Phantom vs Parti vs Abstract Markings in Dogs: What's the Difference?

These three pattern terms come up constantly in Poodle, Doodle, and spaniel breeding — and they are frequently confused. Here is a clear explanation of what each actually is.

In the Poodle and doodle world especially, phantom, parti, and abstract are three frequently misused terms. Understanding the distinction matters for colour planning, accurate listing descriptions, and buyer communication.


Parti Colouring

What it is: A coat pattern where the dog is at least 50% white, with irregular patches of a second colour. The white is the dominant element.

Common colours: Parti black (black and white), parti chocolate (brown and white), parti apricot/red (red and white), parti blue (blue and white).

What controls it: The S locus (Piebald gene). Parti dogs typically carry two copies of the piebald allele (sp/sp). Heterozygous dogs (sp/S) may have small white markings or be mostly solid.

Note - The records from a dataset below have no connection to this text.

PR #337, opened 2026-04-09
fix: add allowlist validation for RAG pipeline names

tsivaprasad:
## Summary
This PR adds allowlist validation for RAG pipeline names, rejecting names that don't match `^[a-z0-9_-]+$` at the API layer before any resources are provisioned. 

## Changes
- Add `ragPipelineNamePattern` regex (`^[a-z0-9_-]+$`) to `server/internal/database/rag_service_config.go`
- Validate pipeline names against the allowlist in `validateRAGPipeline`, producing a clear error message on rejection
- Add `TestParseRAGServiceConfig_PipelineNameAllowlist` covering 7 valid and 7 invalid name variants (spaces, uppercase, slashes, path traversal, dots, Unicode)

## Testing
1. Create cluster 
2. Create DB with invalid pipeline name

```
restish control-plane-local-1 create-database '{
    "spec": {
      "database_name": "test_invalid_name",
      "database_users": [{"username":"admin","password":"pw","db_owner":true,"attributes":["LOGIN","SUPERUSER"]}],
      "port": 0,
      "nodes": [{"name":"n1","host_ids":["host-1"]}],
      "services": [{
        "service_id": "rag", "service_type": "rag", "version": "latest",
        "host_ids": ["host-1"], "port": 0,
        "config": {
          "pipelines": [{
            "name": "My Pipeline",
            "tables": [{"table":"docs","text_column":"content","vector_column":"embedding"}],
            "embedding_llm": {"provider":"openai","model":"text-embedding-3-small","api_key":"sk-test"},
            "rag_llm": {"provider":"anthropic","model":"claude-haiku-4-5-20251001","api_key":"sk-ant-test"}
          }]
        }
      }]
    }
  }' | jq .

{
  "message": "services[0].config: pipelines[0].name \"My Pipeline\" is invalid: must match ^[a-z0-9_-]+$",
  "name": "invalid_input"
}

```

## Checklist

- [x] Tests added 

[PLAT-536](https://pgedge.atlassian.net/browse/PLAT-536)

[PLAT-536]: https://pgedge.atlassian.net/browse/PLAT-536?atlOrigin=eyJpIjoiNWRkNTljNzYxNjVmNDY3MDlhMDU5Y2ZhYzA5YTRkZjUiLCJwIjoiZ2l0aHViLWNvbS1KU1cifQ

### DIFF
--- a/server/internal/database/rag_service_config.go
+++ b/server/internal/database/rag_service_config.go
@@ -13,11 +13,12 @@ import (
 // ragPipelineNamePatternText is the allowlist pattern for RAG pipeline names.
 // It is kept as a const so that the compiled regexp and the error message both
 // reference the same literal and cannot drift apart.
-const ragPipelineNamePatternText = `^[a-z0-9_-]+$`
+const ragPipelineNamePatternText = `^[a-z0-9_][a-z0-9_-]*$`
 
 // ragPipelineNamePattern restricts pipeline names to lowercase alphanumeric
-// characters, hyphens, and underscores. This keeps key filenames
-// ({name}_embedding.key / {name}_rag.key) safe and auditable.
+// characters, hyphens, and underscores. The first character must not be a
+// hyphen so that names are safe as filename components and cannot be
+// misinterpreted as CLI flags if ever passed to a command.
 var ragPipelineNamePattern = regexp.MustCompile(ragPipelineNamePatternText)
 
 // RAGPipelineLLMConfig represents LLM configuration for an embedding or RAG step.
--- a/server/internal/database/rag_service_config.go
+++ b/server/internal/database/rag_service_config.go
@@ -10,10 +10,15 @@ import (
 	"strings"
 )
 
+// ragPipelineNamePatternText is the allowlist pattern for RAG pipeline names.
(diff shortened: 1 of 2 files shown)


server/internal/database/rag_service_config.go
```diff
@@ -4,11 +4,22 @@ import (
...
+	"regexp"
 	"slices"
 	"sort"
 	"strings"
 )
 
+// ragPipelineNamePatternText is the allowlist pattern for RAG pipeline names.
+// It is kept as a const so that the compiled regexp and the error message both
+// reference the same literal and cannot drift apart.
+const ragPipelineNamePatternText = `^[a-z0-9_-]+$`
```
jason-lynch: One thing to be careful about is that filenames that start with a `-` can be interpreted as a flag/option if they're used as a command line argument. We should make sure that they're not used that way, like `exec.Command("some_command", pipelineName)`. You could also restrict the starting character, like `^[a-z0-9_][a-z0-9_-]*$`

jason-lynch (approved):
Nice! I do have one suggestion, but it's non-blocking if you're certain that these filenames won't be used as a command line argument.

Breeds: Parti Poodles, Parti Cocker Spaniels, Parti Yorkies, many others.

Key point: The distribution of white vs coloured patches varies enormously — some partis are 50% each colour, others are 80% white with a few coloured patches. The placement of patches is variable and not precisely predictable.


Phantom Colouring

What it is: A two-colour pattern identical in structure to tan point — a darker base colour with lighter tan/cream markings in specific locations (eyebrows, cheeks, chest, inner legs, paws, under tail). In Poodles, this is called "phantom" rather than tan point.

Genetically: Phantom Poodles are at/at at the A locus — the same genetic pattern that produces black-and-tan Dobermans or tricolour Corgis. The different name is purely a breed convention.

Common combinations:

What controls it: A locus (at/at), modified by B locus (chocolate) and D locus (dilute).

Key distinction from parti: Phantom markings are in specific, defined locations — above the eyes, on the muzzle, chest, and legs. Parti markings are large, irregular, and unpredictable in placement.


Abstract Markings

What it is: A coat pattern where a mostly solid-coloured dog has small, irregular patches of white — typically on the chest, toes, chin, or muzzle. Less than 50% white. Think of it as a "partial parti."

Genetically: Abstract dogs are typically heterozygous at the S locus (sp/S) — one copy of piebald. They do not have the full parti expression because they lack two copies of the piebald allele.

Common locations for white: Chest, chin, one or more paws, a white stripe on the muzzle, a white patch on the forehead.

Key distinction from parti: Abstract dogs are predominantly one colour with small white accents. Parti dogs are predominantly white with coloured patches.

Key distinction from phantom: Abstract white markings are random in placement and driven by the S locus. Phantom markings are tan/cream in specific point locations and driven by the A locus.


Can a Dog Be Both?

Yes. A dog can be phantom-parti (phantom markings on a parti base — meaning phantom marking locations on a body that is also heavily white with parti patches). These dogs combine both patterns and are complex to describe and plan for.

A dog can also be abstract-phantom — phantom markings with some additional random white patches.


Summary Table

Pattern White Amount White Placement Genetic Basis
Parti 50%+ Large, random patches S locus (sp/sp)
Abstract < 50% Small, random spots S locus (sp/S heterozygous)
Phantom No white (separate markings) Specific point locations A locus (at/at)

Summary

Phantom = tan point (specific marking locations, A locus). Parti = large white patches covering 50%+ of coat (S locus, two copies). Abstract = small irregular white spots on a mostly solid dog (S locus, one copy). A dog can carry more than one pattern simultaneously. DNA testing at the A and S loci confirms pattern genetics and predicts what offspring will look like.